# WORK INSTRUCTIONS:
Number of lines with the string "Signed" in the entries below: report it, and nothing besides.
### INFORMATION GIVEN
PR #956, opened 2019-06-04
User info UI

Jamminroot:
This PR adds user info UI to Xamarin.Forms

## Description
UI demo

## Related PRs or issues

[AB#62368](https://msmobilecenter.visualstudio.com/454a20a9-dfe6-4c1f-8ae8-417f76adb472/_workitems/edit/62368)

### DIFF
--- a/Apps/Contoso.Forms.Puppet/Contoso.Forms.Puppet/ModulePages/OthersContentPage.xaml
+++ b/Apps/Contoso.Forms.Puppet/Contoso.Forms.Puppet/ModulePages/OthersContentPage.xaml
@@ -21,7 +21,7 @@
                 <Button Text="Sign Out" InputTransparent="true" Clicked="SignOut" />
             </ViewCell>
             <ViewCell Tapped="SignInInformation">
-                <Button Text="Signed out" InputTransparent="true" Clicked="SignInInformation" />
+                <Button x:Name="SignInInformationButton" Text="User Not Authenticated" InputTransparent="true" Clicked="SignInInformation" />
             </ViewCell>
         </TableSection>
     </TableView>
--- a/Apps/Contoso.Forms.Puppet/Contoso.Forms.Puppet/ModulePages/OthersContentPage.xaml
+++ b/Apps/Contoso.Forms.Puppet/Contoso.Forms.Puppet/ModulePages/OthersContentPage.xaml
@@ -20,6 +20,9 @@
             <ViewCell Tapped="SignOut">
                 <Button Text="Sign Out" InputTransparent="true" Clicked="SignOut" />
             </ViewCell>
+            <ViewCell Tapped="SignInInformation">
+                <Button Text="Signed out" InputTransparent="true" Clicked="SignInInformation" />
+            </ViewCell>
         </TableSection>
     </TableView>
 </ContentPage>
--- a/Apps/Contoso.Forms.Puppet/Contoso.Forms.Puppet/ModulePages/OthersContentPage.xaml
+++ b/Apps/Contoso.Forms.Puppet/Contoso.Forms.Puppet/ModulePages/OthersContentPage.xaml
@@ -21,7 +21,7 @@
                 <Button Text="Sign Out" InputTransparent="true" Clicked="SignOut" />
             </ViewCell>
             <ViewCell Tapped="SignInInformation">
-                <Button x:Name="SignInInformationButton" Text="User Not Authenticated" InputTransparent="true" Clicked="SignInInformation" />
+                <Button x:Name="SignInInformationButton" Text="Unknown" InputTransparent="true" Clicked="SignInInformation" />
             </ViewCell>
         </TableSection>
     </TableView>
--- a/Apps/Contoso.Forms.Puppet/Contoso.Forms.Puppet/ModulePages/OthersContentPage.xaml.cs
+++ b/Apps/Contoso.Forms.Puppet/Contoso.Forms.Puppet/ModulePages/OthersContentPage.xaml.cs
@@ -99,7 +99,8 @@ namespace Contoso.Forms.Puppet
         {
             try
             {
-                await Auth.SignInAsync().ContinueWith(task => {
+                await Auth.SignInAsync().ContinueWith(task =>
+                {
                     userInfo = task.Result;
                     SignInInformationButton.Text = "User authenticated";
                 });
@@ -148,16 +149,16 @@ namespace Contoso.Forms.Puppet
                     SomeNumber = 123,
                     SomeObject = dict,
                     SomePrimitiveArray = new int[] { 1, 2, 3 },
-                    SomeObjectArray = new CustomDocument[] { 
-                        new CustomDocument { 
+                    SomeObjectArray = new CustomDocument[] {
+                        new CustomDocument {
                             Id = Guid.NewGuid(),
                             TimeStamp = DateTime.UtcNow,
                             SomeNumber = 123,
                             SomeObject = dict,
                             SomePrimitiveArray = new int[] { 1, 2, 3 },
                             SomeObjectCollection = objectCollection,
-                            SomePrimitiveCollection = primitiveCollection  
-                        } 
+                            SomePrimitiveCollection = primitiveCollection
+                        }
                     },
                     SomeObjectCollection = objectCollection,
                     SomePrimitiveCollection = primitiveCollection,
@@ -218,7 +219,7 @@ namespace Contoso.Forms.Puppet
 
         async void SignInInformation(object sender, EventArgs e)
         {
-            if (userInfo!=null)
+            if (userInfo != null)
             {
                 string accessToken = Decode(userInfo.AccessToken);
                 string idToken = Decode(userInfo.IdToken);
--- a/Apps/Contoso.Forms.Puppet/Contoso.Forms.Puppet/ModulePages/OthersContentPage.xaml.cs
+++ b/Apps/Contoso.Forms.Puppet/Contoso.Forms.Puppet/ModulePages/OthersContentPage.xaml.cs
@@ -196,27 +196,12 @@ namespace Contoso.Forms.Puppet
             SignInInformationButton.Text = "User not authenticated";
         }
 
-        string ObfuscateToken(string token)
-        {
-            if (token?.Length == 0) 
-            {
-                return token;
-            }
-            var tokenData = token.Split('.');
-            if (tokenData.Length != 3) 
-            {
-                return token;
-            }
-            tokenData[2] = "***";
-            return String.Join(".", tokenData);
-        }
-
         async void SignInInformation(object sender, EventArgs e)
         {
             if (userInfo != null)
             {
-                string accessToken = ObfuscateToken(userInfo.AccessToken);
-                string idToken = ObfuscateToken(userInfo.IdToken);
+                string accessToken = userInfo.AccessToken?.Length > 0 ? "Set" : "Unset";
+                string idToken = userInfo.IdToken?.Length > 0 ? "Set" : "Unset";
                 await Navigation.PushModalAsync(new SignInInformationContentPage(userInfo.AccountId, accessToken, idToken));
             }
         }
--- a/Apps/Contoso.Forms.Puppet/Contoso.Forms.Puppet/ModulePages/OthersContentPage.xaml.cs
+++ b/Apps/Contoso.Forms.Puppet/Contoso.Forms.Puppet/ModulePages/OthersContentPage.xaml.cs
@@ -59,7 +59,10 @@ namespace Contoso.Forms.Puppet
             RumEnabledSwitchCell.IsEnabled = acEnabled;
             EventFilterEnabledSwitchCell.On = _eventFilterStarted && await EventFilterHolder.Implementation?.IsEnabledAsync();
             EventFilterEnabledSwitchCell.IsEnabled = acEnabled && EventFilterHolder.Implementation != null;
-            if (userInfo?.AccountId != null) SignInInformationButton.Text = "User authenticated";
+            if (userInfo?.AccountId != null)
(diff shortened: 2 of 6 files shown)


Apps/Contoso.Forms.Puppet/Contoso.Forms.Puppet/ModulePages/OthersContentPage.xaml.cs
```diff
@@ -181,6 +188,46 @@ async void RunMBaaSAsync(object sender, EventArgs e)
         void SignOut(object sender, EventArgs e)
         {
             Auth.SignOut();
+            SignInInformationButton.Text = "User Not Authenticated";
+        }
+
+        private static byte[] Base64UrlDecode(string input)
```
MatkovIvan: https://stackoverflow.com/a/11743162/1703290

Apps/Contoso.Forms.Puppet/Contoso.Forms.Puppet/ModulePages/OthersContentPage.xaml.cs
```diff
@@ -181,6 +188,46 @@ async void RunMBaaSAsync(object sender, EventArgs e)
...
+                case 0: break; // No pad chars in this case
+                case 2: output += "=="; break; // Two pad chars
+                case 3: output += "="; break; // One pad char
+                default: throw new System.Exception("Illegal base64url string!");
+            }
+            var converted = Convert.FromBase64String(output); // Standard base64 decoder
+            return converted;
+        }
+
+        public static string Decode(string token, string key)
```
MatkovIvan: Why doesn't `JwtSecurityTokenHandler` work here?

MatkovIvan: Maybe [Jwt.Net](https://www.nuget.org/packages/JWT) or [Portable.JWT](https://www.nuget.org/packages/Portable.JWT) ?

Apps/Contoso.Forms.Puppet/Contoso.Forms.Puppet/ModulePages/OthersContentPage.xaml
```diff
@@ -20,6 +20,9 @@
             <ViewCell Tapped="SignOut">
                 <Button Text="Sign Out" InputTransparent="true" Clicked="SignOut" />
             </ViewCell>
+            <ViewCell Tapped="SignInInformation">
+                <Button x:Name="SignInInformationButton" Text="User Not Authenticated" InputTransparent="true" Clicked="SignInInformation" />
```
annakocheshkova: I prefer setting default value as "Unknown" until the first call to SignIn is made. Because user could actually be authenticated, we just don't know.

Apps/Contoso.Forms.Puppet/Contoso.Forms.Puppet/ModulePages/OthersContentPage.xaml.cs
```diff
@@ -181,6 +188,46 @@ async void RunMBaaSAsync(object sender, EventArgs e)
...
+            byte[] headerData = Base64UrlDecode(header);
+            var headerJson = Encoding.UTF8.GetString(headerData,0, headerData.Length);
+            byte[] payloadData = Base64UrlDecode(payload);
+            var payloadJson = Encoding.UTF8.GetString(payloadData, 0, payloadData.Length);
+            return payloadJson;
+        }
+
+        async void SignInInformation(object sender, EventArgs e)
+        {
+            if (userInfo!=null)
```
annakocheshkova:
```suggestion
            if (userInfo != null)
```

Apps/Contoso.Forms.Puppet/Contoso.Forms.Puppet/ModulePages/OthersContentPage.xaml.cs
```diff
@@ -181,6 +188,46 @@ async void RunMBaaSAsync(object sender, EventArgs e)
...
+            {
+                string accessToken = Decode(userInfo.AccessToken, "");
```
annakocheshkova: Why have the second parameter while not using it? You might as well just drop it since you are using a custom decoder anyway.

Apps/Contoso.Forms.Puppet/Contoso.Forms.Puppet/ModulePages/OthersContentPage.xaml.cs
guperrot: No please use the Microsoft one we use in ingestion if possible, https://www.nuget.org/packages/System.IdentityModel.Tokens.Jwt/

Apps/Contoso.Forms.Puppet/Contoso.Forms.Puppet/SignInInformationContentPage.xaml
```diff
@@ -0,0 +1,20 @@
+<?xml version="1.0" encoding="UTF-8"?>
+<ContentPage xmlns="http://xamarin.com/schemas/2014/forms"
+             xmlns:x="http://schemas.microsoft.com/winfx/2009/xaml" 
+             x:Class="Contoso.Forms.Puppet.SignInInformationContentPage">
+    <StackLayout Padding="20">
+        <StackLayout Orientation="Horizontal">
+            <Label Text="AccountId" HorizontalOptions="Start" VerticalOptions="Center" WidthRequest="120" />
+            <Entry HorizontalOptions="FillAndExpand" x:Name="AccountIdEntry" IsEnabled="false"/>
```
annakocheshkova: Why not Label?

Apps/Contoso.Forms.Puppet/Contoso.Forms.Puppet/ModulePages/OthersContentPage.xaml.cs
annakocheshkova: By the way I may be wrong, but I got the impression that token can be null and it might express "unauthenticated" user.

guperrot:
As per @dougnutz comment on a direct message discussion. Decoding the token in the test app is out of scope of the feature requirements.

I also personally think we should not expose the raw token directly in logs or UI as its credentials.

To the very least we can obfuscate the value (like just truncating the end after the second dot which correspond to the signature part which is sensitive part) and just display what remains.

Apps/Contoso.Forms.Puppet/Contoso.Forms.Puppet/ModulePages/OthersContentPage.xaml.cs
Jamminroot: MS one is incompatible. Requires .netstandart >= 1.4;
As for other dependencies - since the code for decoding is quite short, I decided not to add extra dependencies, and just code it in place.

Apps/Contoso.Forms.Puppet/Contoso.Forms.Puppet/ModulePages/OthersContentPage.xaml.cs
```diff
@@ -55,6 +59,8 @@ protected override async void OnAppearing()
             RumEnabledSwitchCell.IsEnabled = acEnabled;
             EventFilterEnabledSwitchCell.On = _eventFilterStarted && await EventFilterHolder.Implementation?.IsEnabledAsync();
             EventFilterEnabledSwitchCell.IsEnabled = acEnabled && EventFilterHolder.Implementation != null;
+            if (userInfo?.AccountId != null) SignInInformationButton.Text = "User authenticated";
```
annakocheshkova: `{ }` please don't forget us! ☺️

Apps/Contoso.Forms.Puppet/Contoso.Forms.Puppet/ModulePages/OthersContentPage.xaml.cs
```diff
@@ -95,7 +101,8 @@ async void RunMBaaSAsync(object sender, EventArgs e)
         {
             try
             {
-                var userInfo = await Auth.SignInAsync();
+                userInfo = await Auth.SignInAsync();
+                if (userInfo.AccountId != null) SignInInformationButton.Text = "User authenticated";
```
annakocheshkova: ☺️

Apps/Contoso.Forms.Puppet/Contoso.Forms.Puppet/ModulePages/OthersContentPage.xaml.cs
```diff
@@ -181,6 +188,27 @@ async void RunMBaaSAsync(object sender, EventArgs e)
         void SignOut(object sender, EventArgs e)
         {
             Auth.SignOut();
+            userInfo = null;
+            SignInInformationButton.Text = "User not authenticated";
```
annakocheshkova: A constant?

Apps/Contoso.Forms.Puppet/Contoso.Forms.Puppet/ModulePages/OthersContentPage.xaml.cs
######
### INFORMATION GIVEN
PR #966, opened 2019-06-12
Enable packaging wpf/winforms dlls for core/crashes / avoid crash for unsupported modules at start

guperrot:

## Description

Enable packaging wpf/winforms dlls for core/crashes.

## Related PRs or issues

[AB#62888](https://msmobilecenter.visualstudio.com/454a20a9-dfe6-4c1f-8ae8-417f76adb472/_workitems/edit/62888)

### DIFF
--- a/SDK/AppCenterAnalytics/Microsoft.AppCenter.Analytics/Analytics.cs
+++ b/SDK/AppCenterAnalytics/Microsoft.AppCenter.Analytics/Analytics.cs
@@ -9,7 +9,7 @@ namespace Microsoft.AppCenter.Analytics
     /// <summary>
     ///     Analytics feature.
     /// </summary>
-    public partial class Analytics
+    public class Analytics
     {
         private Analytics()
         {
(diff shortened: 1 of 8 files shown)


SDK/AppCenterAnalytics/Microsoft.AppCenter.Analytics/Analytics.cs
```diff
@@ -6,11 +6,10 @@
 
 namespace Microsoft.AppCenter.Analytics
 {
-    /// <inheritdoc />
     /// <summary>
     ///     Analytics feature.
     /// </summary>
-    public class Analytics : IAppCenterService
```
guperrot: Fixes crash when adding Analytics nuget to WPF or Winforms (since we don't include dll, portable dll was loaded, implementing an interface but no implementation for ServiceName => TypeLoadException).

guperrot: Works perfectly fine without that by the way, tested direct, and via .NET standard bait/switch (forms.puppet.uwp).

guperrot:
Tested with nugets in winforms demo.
######
# ANSWER TO THIS EXERCISE:
2